### What is needed
Show every line of the material that follows in which the word "include" occurs.

====

PR #200, opened 2022-01-14
Add support for source and target github pats

### LINKED ISSUE #192: Multi PAT support for GH to GH migrations
For GH to GH migrations we need to support a source PAT in addition to the target PAT. By default if it is not provided, it should fall back to the target PAT.

## Todo
- [ ] Leverage `GH_SOURCE_PAT` for the source repo, if not provided fall back to the existing `GH_PAT`.

ArinGhazarian:
Closes #192 

This PR added the support for having two separate Github PATs for GHEC migrations for source and target. 

- [x] Issue linked

### GEI migration
A single repo migration succeeds using different PATs for source and target. This test did a migration within one org.
image

### Updated descriptions for `ado2gh` that include required env variables
image

### Updated descriptions for `gei` that include required env variables
image

### DIFF
--- a/RELEASENOTES.md
+++ b/RELEASENOTES.md
@@ -4,4 +4,3 @@
 - Released gei.exe that adds support for Github -> Github migrations (GHEC only for now). In the future this will be exposed as an extension to the Github CLI.
 - Automatically remove secrets from log files and console output (previously the verbose logs would contain your PAT's)
 - Added --ssh option to generate-script and migrate-repo commands (in both ado2gh and gei). This forces the migration to use an older version of the API's that uses SSH to push the repos into GitHub. The newer API's use HTTPS instead. However some customers have been running into problems with some repos that work fine using the older SSH API's. In the future this option will be deprecated once the issues with the HTTPS-based API's are resolved.
-- gei.exe can now optionally use GH_SOURCE_PAT for source.
--- a/RELEASENOTES.md
+++ b/RELEASENOTES.md
@@ -4,3 +4,4 @@
 - Released gei.exe that adds support for Github -> Github migrations (GHEC only for now). In the future this will be exposed as an extension to the Github CLI.
 - Automatically remove secrets from log files and console output (previously the verbose logs would contain your PAT's)
 - Added --ssh option to generate-script and migrate-repo commands (in both ado2gh and gei). This forces the migration to use an older version of the API's that uses SSH to push the repos into GitHub. The newer API's use HTTPS instead. However some customers have been running into problems with some repos that work fine using the older SSH API's. In the future this option will be deprecated once the issues with the HTTPS-based API's are resolved.
+- gei.exe can now optionally use GH_SOURCE_PAT for source.
--- a/src/Octoshift/GithubClient.cs
+++ b/src/Octoshift/GithubClient.cs
@@ -16,10 +16,13 @@ namespace OctoshiftCLI
             _log = log;
             _httpClient = httpClient;
 
-            _httpClient.DefaultRequestHeaders.Add("Accept", "application/vnd.github.v3+json");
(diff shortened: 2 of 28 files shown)


src/Octoshift/GithubClient.cs
```diff
@@ -10,10 +11,15 @@ public class GithubClient
         private readonly HttpClient _httpClient;
         private readonly OctoLogger _log;
 
-        public GithubClient(OctoLogger log, HttpClient httpClient)
+        public GithubClient(OctoLogger log, HttpClient httpClient, string personalAccessToken)
         {
             _log = log;
             _httpClient = httpClient;
+
+            _httpClient.DefaultRequestHeaders.Add("Accept", "application/vnd.github.v3+json");
```
dylan-smith, line 19: You might consider wrapping this in an if _httpClient != null block that way you can pass null into the mocks and it won't break

src/OctoshiftCLI.Tests/GithubApiTests.cs
```diff
@@ -107,7 +107,7 @@ public async Task RemoveTeamMember_Calls_The_Right_Endpoint()
 
             var url = $"https://api.github.com/orgs/{org}/teams/{teamName}/memberships/{member}";
 
-            var githubClinetMock = new Mock<GithubClient>(null, null);
+            var githubClinetMock = new Mock<GithubClient>(null, new HttpClient(), "pat");
```
dylan-smith:
```suggestion
            var githubClientMock = new Mock<GithubClient>(null, new HttpClient(), "pat");
```

RELEASENOTES.md
```diff
@@ -3,4 +3,5 @@
...
 - Automatically remove secrets from log files and console output (previously the verbose logs would contain your PAT's)
-- Added --ssh option to generate-script and migrate-repo commands (in both ado2gh and gei). This forces the migration to use an older version of the API's that uses SSH to push the repos into GitHub. The newer API's use HTTPS instead. However some customers have been running into problems with some repos that work fine using the older SSH API's. In the future this option will be deprecated once the issues with the HTTPS-based API's are resolved.
\ No newline at end of file
+- Added --ssh option to generate-script and migrate-repo commands (in both ado2gh and gei). This forces the migration to use an older version of the API's that uses SSH to push the repos into GitHub. The newer API's use HTTPS instead. However some customers have been running into problems with some repos that work fine using the older SSH API's. In the future this option will be deprecated once the issues with the HTTPS-based API's are resolved.
+- gei.exe can now optionally use GH_SOURCE_PAT for source.
```
dylan-smith, line 7: I don't think we need this bullet in the release notes because this is the first release with gei so addin the source pat is not a "change" it's just the way it is the first time the customers see it.

I WOULD however maybe add a blurb to the Description field in the two gei commands (and possibly all other commands) noting which env vars that specific command expects to be set.

ArinGhazarian: addressed in d9a01643f5ca0392832eb66d288995af18a3bfff

src/OctoshiftCLI.Tests/gei.Commands/EnvironmentVariableProviderTests.cs
```diff
@@ -0,0 +1,87 @@
...
+        public EnvironmentVariableProviderTests()
+        {
+            _environmentVariableProvider = new EnvironmentVariableProvider(new Mock<OctoLogger>().Object);
+        }
+
+        [Fact]
+        public void SourceGithubPersonalAccessToken_Should_Return_Github_Source_Pat()
+        {
+            // Arrange
+            Environment.SetEnvironmentVariable("GH_SOURCE_PAT", SOURCE_GH_PAT);
```
ArinGhazarian, line 25: NOTE: These tests are not going to run in parallel because by default they are in the same xUnit collection and this is going to be the only place where we set the env variables. So it should be ok to set them. For the rest of the tests we always mock the `EnvironmentVariableProvider`

dylan-smith (approved):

====

### Answer to this exercise
### Updated descriptions for `ado2gh` that include required env variables
### Updated descriptions for `gei` that include required env variables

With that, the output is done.